Monday, March 23, 2009

The Week in Review: Foreign Territory.

When leaving the ease of a familiar routine or the comfort of a shared 600 sq ft of space in the sky you call home, it’s safe to say that you won’t know what to expect. What you expect might not be what comes to pass. Now this can be as spectacularly exciting as it is extraordinarily disappointing. And somewhere in the middle of the is-she-self-medicating-highs and cut-yourself-on-purpose-lows, you realize that this is life and if nothing else, at least it’s interesting.

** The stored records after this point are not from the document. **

Issue #12, opened 2022-11-28
Rules in ALB001_Alignment-in-spacial-structure.feature might be premature


apinzenoehler:
Gherkin-feature file "ALB001_Alignment-in-spacial-structure.feature" contains the following rule:

      Scenario Outline: Agreement on each IfcAlignment being contained in an IfcSite

          Given A file with Schema Identifier "<schema_identifier>"
          And An IfcAlignment
          Then Each IfcAlignment must be contained in IfcSite

There is an ongoing discussion in bSI implementer forum which might come to a different conclusion.

BR Andreas

evandroAlfieri:
Good point, thanks Andreas. This rule was used as exercise to practice with Gherking and python implementation. We won't merge it before an agreement is reached. But I'll leave the branch open as this is still a good example of how to write rules for the Validation Service

PR #3, opened 2022-09-29
Feature: IfcSweptDiskSolidPolygonal Informal Proposition

aothms:
This PR adds support for the Informal Proposition that compares FilletRadius to the length of the segments of the directrix.

PR #29, opened 2023-01-01
GEM111- No duplicated points within a polyloop or polyline

JTurbakiewicz:


features/GEM111_No_duplicated_points_within_a_polyloop_or_polyline.feature
```diff
@@ -0,0 +1,23 @@
+@implementer-agreement
+@GEM
+Feature: GEM111 - No duplicated points within a polyloop or polyline
+
+  Scenario: Agreement on no duplicated points within a polyloop
+
+      Given A file with Schema Identifier "IFC2X3"
```
aothms, line 7: While this comes from the 2x3 impl agreements, I guess it's safe to assume it should apply files from all schema versions.

features/steps/steps.py
```diff
@@ -49,6 +49,22 @@ def fmt(x):
...
+    if entity.is_a('IfcPolyLoop'):
+        points = entity.Polygon
+    elif entity.is_a('IfcPolyline'):
+        points = entity.Points
+    return points
+
+
+def get_sending_system_precision(context):
+    try:
+        geo_representations = context.model.by_type('IFCGEOMETRICREPRESENTATIONCONTEXT')
```
aothms, line 62: There can be multiple rep contexts. I think we should take an effort in connecting the appropriate rep context to the rep item, which is unfortunately not trivial.

```
IfcRepresentation |-> IfcRepresentationContext
                  |-> IfcRepresentationItem (e.g IfcExtrudedAreaSolid) -> ... -> IfcPolyline
```

So you'd need to use ifcopenshell.file.get_inverse() (because there isn't a named inverse from polyline back to where it is referenced) to trace back the representation item chain to the representation and (there could be multiple) and then take the context with the largest precision.

features/GEM111_No_duplicated_points_within_a_polyloop_or_polyline.feature
```diff
@@ -0,0 +1,23 @@
...
+      And An IfcPolyLoop
+      Then The IfcPolyLoop must have no duplicate points
+
+  Scenario: Agreement on no duplicated points within a polyline
+
+      Given A file with Schema Identifier "IFC2X3"
+      And An IfcPolyLine
+      And IfcPolyLine first and last point are different
```
aothms, line 15: We have something similar here (still not merged) with "... forms an open/closed curve". https://github.com/buildingSMART/ifc-gherkin-rules/pull/3/files#diff-e883e365368e1e08c63684a4c4978f76f354dad388f6d71c41e45051063046efR8

I think we should try and unify this.

aothms, line 15: Also we should remove IfcPolyline from this step because later we'll probably make it so that it should also be applicable to IfcIndexedPolyCurve (an entity added in IFC4 which is similar in usage, just didn't exist yet at the time this impl agreement was written)

features/GEM111_No_duplicated_points_within_a_polyloop_or_polyline.feature
```diff
@@ -0,0 +1,23 @@
+@implementer-agreement
+@GEM
+Feature: GEM111 - No duplicated points within a polyloop or polyline
+
+  Scenario: Agreement on no duplicated points within a polyloop
+
+      Given A file with Schema Identifier "IFC2X3"
+      And An IfcPolyLoop
+      Then The IfcPolyLoop must have no duplicate points
```
aothms, line 9: I'm actually not so sure this is necessary, but we can leave it in. I would assume this is already covered by the Informal Propositions in the schema https://standards.buildingsmart.org/IFC/RELEASE/IFC2x3/TC1/HTML/ifctopologyresource/lexical/ifcclosedshell.htm (but I'm also not 100% sure).

features/steps/steps.py
```diff
@@ -283,4 +329,30 @@ def step_impl(context, representation_id):
...
+    handle_errors(context, errors)
+
+
+@then("The {entity} first and last point must be identical by reference")
+def step_impl(context, entity):
+    if getattr(context, 'applicable', True):
+        errors = []
+        for instance in context.instances:
+            points = get_entity_point_components(instance)
+            if str(points[0]) != str(points[-1]):
```
aothms, line 356: `points[0] == points[-1]` is ok for this. For instances of file it checks whether they are the same instance.

Same for is_a() with/without subtypes we should probably create section in the wiki on entity comparison.

- `points[0] == points[-1]` same instance
- `points[0].get_info(recursive=True, include_identifier=False) == points[-1].get_info(recursive=True, include_identifier=False)` same set of attribute values (recursively).

features/steps/steps.py
```diff
@@ -283,4 +329,30 @@ def step_impl(context, representation_id):
...
+def step_impl(context, entity):
+    if getattr(context, 'applicable', True):
+        errors = []
+        precision = get_sending_system_precision(context)
+        for instance in context.instances:
+            points = get_entity_point_components(instance)
+            points_coordinates = [point.Coordinates for point in points]
+            points_coordinates_rounded = []
+            for point_coordinates in points_coordinates:
+                point_coordinates_rounded = tuple(round(point / precision) * precision for point in point_coordinates)
```
aothms, line 343: This is clever because you can use sets, but it's not geometrically what is intended.

This is the unpleasant consequence of geometric tolerance. You loose the ability to certain things efficiently and loose desirable mathematical traits such as transitiveness (a = b, b = c ---> a = c).

I would propose to do a bruteforce approach using itertools.combinations(2) to take all 2-combinations from the list of points and then check whether the distance between those two points (2-norm, numpy.linalg.norm or just good old pythagoras) is within tolerance.

aothms (changes requested):

features/GEM111_No_duplicated_points_within_a_polyloop_or_polyline.feature
pjanck: This is already covered in the schema with `WR21`: https://standards.buildingsmart.org/IFC/RELEASE/IFC2x3/TC1/HTML/ifctopologyresource/lexical/ifcpolyloop.htm

aothms: That only seems to check whether there are no points with a different derived Dim attribute from the first point? 

Even if it would, in a formal express rule it would be really hard to factor in the tolerance.

pjanck: My bad, not the `WR21`, its the `UNIQUE` specifier :)

pjanck: I retract my comment, two distinct points could still have same coordinate values ...

aothms: Correct, I also had to double check to see what it means:

> each element in a list value of this data type shall be different from (i.e., not instance equal to)

instance equal later specified as

> the implementation dependent identifiers are the same

In **8.2.5 Value uniqueness on aggregates** they give two other approaches using the `value_unique()` function or using a custom comparison function.

features/GEM111_No_duplicated_points_within_a_polyloop_or_polyline.feature
JTurbakiewicz: Fair, removed this limitation.

features/GEM111_No_duplicated_points_within_a_polyloop_or_polyline.feature
JTurbakiewicz: Cool. I've made an attempt to unify this, took most of your code and tweaked it just a little bit, to make it fit my case.

JTurbakiewicz: If I remove `And An IfcPolyLine` I get some errors, as some unexpected instances are in the context. 

Would you be ok, if I simply added another scenario, like the one below? 

```
  Scenario: Agreement on no duplicated points within a polyline

      Given An IfcIndexedPolyCurve 
      Given IfcIndexedPolyCurve forms an open curve
      Then The IfcIndexedPolyCurve must have no duplicate points
```

If not, I will find a way around this.

JTurbakiewicz: Also, perhaps if we're including IfcIndexedPolyCurve (a polycurve?), would it be appropriate to change the lingo around this rule, e.g.  from `Feature: GEM111 - No duplicated points within a polyloop or polyline` to `Feature: GEM111 - No duplicated points within a polyloop, polyline or polycurve` ?

features/steps/steps.py
JTurbakiewicz: Done. :)

features/steps/steps.py
JTurbakiewicz: Done :)

features/GEM111_No_duplicated_points_within_a_polyloop_or_polyline.feature
JTurbakiewicz: To sum up, are we ok leaving it in?

features/GEM111_No_duplicated_points_within_a_polyloop_or_polyline.feature
JTurbakiewicz: Used a pronoun instead of a specified object, e.g.:
```

      Given An IfcPolyLine
      And It forms an open curve
      Then It must have no duplicate points
```

features/steps/steps.py
JTurbakiewicz: Added.

JTurbakiewicz: I've tested the new solution with a few files, generally works well, but I found some cases, in which an IfcRepresentationContext was not found. An example below:

`#352922=IfcPolyline((#352918,#352920))` -> 
`#352924=IfcGridAxis('11',#352922,.T.) `-> 
`#353156=IfcGrid('1H2s9IBD6pu931S6f7FDpD',#12,'Grid',$,$,#352917,#353153,(#352924,#352942,#352952,#352962,#352972,#353012,#353022,#353032,#353042,#353052,#353062,#353072,#353082,#353092,#353102,#353112,#353122,#353132),(#352982,#352992,#353002,#353142),$)` ->
`#7404=IfcRelContainedInSpatialStructure('04ldtj6cp2dME6CiP80Bzh',#12,$,$,(#7401,#7736`

So starting from `#352922=IfcPolyline((#352918,#352920))` it didn't quite reach an object with Context/Context reference. In the current implementation, a default precision is implemented in that case. Does that make sense or would it be reasonable to perhaps use some other method in addition to get_inverse()?

features/steps/steps.py
```diff
@@ -98,6 +149,19 @@ class representation_type_error:
...
+
+@dataclass
+class polyobject_structure_error:
+    inst: ifcopenshell.entity_instance
+    points: list
+    error_cause: str
+
+    def __str__(self):
+        if self.error_cause == 'duplicate_points':
+            return f"On instance {fmt(self.inst)} some of the points {self.points} are duplicate"
```
aothms, line 161: Here I think @Ghesselink put in more effort in similar error categories (duplicate representation ids I think) to really also identify to the user, which are the duplicates. In a long polyline with precision I think it can be helpful. It's not a very important point for me. Can also be done later if/when a user requests.

features/steps/steps.py
```diff
@@ -283,4 +358,27 @@ def step_impl(context, representation_id):
...
+@then("It must have no duplicate points")
+def step_impl(context):
+    if getattr(context, 'applicable', True):
+        errors = []
+        for instance in context.instances:
+            entity_contexts = get_entity_contexts(context, instance)
+            precision = get_precision_from_contexts(entity_contexts)
+            points_coordinates = get_points(instance)
+            for i in itertools.combinations(points_coordinates, 2):
+                if math.dist(i[0], i[1]) < precision:
```
aothms, line 371: "New in version 3.8." Thanks I didn't know this one :)

features/steps/steps.py
```diff
@@ -283,4 +358,27 @@ def step_impl(context, representation_id):
...
+                    errors.append(polyobject_structure_error(instance, points_coordinates, 'duplicate_points'))
```
aothms, line 372: If we don't specify which points are the duplicates I think we should `break` here to not report a ton of duplicates on the same pline.

features/steps/steps.py
```diff
@@ -98,6 +149,19 @@ class representation_type_error:
     def __str__(self):
         return f"On instance {fmt(self.inst)} the {self.representation_id} shape representation does not have {self.representation_type} as RepresentationType"
 
+
+@dataclass
+class polyobject_structure_error:
```
aothms, line 154: I'm a bit in doubt on whether we shouldn't simply use 2 different dataclasses. Similar comment I made to @Ghesselink earlier. I guess they should be as simple as possible and maybe later we assign an error code to them. But I don't have a very strong opinion on this.

aothms (changes requested):

aothms:
Great! It's a lot of minor comments, sorry..., but the one on the recursive nature of the inverses is especially important.

features/steps/steps.py
Ghesselink: FYI. It's in the GEM003/GRF001 subbranch in the 'Then' statement 'The values must be {identical_or_unique}'.

features/steps/steps.py
```diff
@@ -48,6 +50,55 @@ def fmt(x):
...
+    for rev_item in ifc_context.model.get_inverse(ent):
+        if hasattr(rev_item, 'ContextOfItems'):
+            set_instances.append(rev_item.ContextOfItems)
+    if len(set_instances) > 0:
+        return set_instances
+    else:
+        entity_context = get_entity_contexts(ifc_context, rev_item)
+        return entity_context
+
+def get_precision_from_contexts(entity_contexts, func_to_return='max', default_precision= 1e-05):
```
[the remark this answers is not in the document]
JTurbakiewicz: Of course, that's much better indeed. Done.

features/steps/steps.py
JTurbakiewicz: Done.

features/GEM111_No-duplicated-points-within-a-polyloop-or-polyline.feature
```diff
@@ -0,0 +1,22 @@
...
+
+  Scenario: Agreement on no duplicated points within a polyloop
+
+      Given An IfcPolyLoop
+      Then It must have no duplicate points
+
+  Scenario: Agreement on no duplicated points within a polyline
+
+      Given An IfcPolyLine
+      And It forms an open curve
```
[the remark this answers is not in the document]
JTurbakiewicz: Needed to build it up a little bit more, as it needed differentiation between open and closed curve in regard to what happens when first and last points are the same. Done.

features/steps/steps.py
```diff
@@ -225,6 +288,18 @@ def step_impl(context, field, values):
 
     context.applicable = getattr(context, 'applicable', True) and applicable
 
+@given('{attr} forms {closed_or_open} curve')
+def step_impl(context, attr, closed_or_open):
+    assert closed_or_open in ('a closed', 'an open')
+    should_be_closed = closed_or_open == 'a closed'
+    try:
```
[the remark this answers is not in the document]
JTurbakiewicz: Played with it for quite a while, doesn't quite work, although I loved the idea:

```
behave.step_registry.AmbiguousStep: @given('It forms {closed_or_open} curve') has already been defined in
existing step @given('{attr} forms {closed_or_open} curve') at features/steps/steps.py:289
```
I suppose we could perhaps use `behave.use_step_matcher("re")` and define `@given` using regex, which would allow the exclusion of `It ` in one of the steps. Something like below:

```
use_step_matcher("re")
@given(r"(It) forms (.+) curve") # looks for a string like: "It forms {an open} curve"
@given(r"(\b(?!It\b)\w+) forms (.+) curve") # looks for a string like: "Anything but 'It' forms {an open} curve"

```
I've tested it and it works, but in my opinion, it's not too readable. That's why I left the `@given` as was but exchanged the `try `for `if attr == 'It'`. What do you think?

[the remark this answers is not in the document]
JTurbakiewicz: Also reformated due to a different comment, I would say it's more readable now. 

Multiple decorators is an useful tool, could come in handy.

features/steps/steps.py
```diff
@@ -48,6 +50,55 @@ def fmt(x):
             return "...".join((v[:25], v[-7:]))
         return v
 
+def is_closed(seq_of_pt):
+    # @todo tolerance
```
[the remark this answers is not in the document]
JTurbakiewicz: Added.

features/steps/steps.py
JTurbakiewicz: Done.

features/steps/steps.py
```diff
@@ -48,6 +50,55 @@ def fmt(x):
...
+        raise NotImplementedError(f'get_points() not implemented on {inst.is_a}')
+
+def get_entity_contexts(ifc_context, ent):
+    if hasattr(ent, 'ContextOfItems'):
+        return ent.ContextOfItems
+    set_instances = []
+    if len(ifc_context.model.get_inverse(ent)) == 0:
+        return None # inverse unattainable, context not found
+    for rev_item in ifc_context.model.get_inverse(ent):
+        if hasattr(rev_item, 'ContextOfItems'):
```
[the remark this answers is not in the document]
JTurbakiewicz: Both implemented.

features/steps/steps.py
```diff
@@ -48,6 +50,55 @@ def fmt(x):
...
+    else:
+        entity_context = get_entity_contexts(ifc_context, rev_item)
+        return entity_context
+
+def get_precision_from_contexts(entity_contexts, func_to_return='max', default_precision= 1e-05):
+    precisions = []
+    if entity_contexts is None:
+        return default_precision
+    for entity_context in entity_contexts:
+        if hasattr(entity_context, 'Precision') and entity_context.Precision:
```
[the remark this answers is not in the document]
JTurbakiewicz: No problem, done.

features/steps/steps.py
JTurbakiewicz: I don't have a strong opinion either. Separated them here.

features/steps/steps.py
```diff
@@ -48,6 +50,55 @@ def fmt(x):
...
+    set_instances = []
+    if len(ifc_context.model.get_inverse(ent)) == 0:
+        return None # inverse unattainable, context not found
+    for rev_item in ifc_context.model.get_inverse(ent):
+        if hasattr(rev_item, 'ContextOfItems'):
+            set_instances.append(rev_item.ContextOfItems)
+    if len(set_instances) > 0:
+        return set_instances
+    else:
+        entity_context = get_entity_contexts(ifc_context, rev_item)
```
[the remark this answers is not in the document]
JTurbakiewicz: Changed. I will not close this and the previous conversation, in case you want to take a look at the changed solution. 

I will take a look tomorrow as well, just to be sure. :)

features/steps/steps.py
```diff
@@ -66,6 +68,51 @@ def fmt(x):
...
+            return inst.Points
+    elif inst.is_a('IfcPolyLoop'):
+        if return_type == 'coord':
+            return [p.Coordinates for p in inst.Polygon]
+        elif return_type == 'points':
+            return inst.Polygon
+    else:
+        raise NotImplementedError(f'get_points() not implemented on {inst.is_a}')
+
+def recurrently_get_entity_attr(ifc_context, ent, entity_to_look_for, attr_to_get, attr_found):
```
aothms, line 93: I think this looks good:

Just two small comments:

- I really prefer `inst` instead of `ent` as the variable name. To prevent confusion between entity names and instances.
- Good job on not doing `attr_found=set()` because default values are only initialized once so it would get all occurences to fill into the same set occurence. But I would prefer:

```python
def recurrently_get_entity_attr(..., attr_found=None):
  if attr_found is None:
    attr_found=set()
  ...
```

aothms (changes requested):

aothms:
Thanks, much appreciated ;)

aothms (approved):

Let’s start at, well, the beginning of this theme I hope to pull together into a complete thought by the end. I’m going to say something, and then I’ll hold a minute for you to pull it together. I gave up alcohol for lent. …………………………………………………….. It wasn’t my idea. My good-Catholic-girl-BFF-roomie decided to give it up for lent. Like a lemming, I followed and said; yeah I’ll do that too.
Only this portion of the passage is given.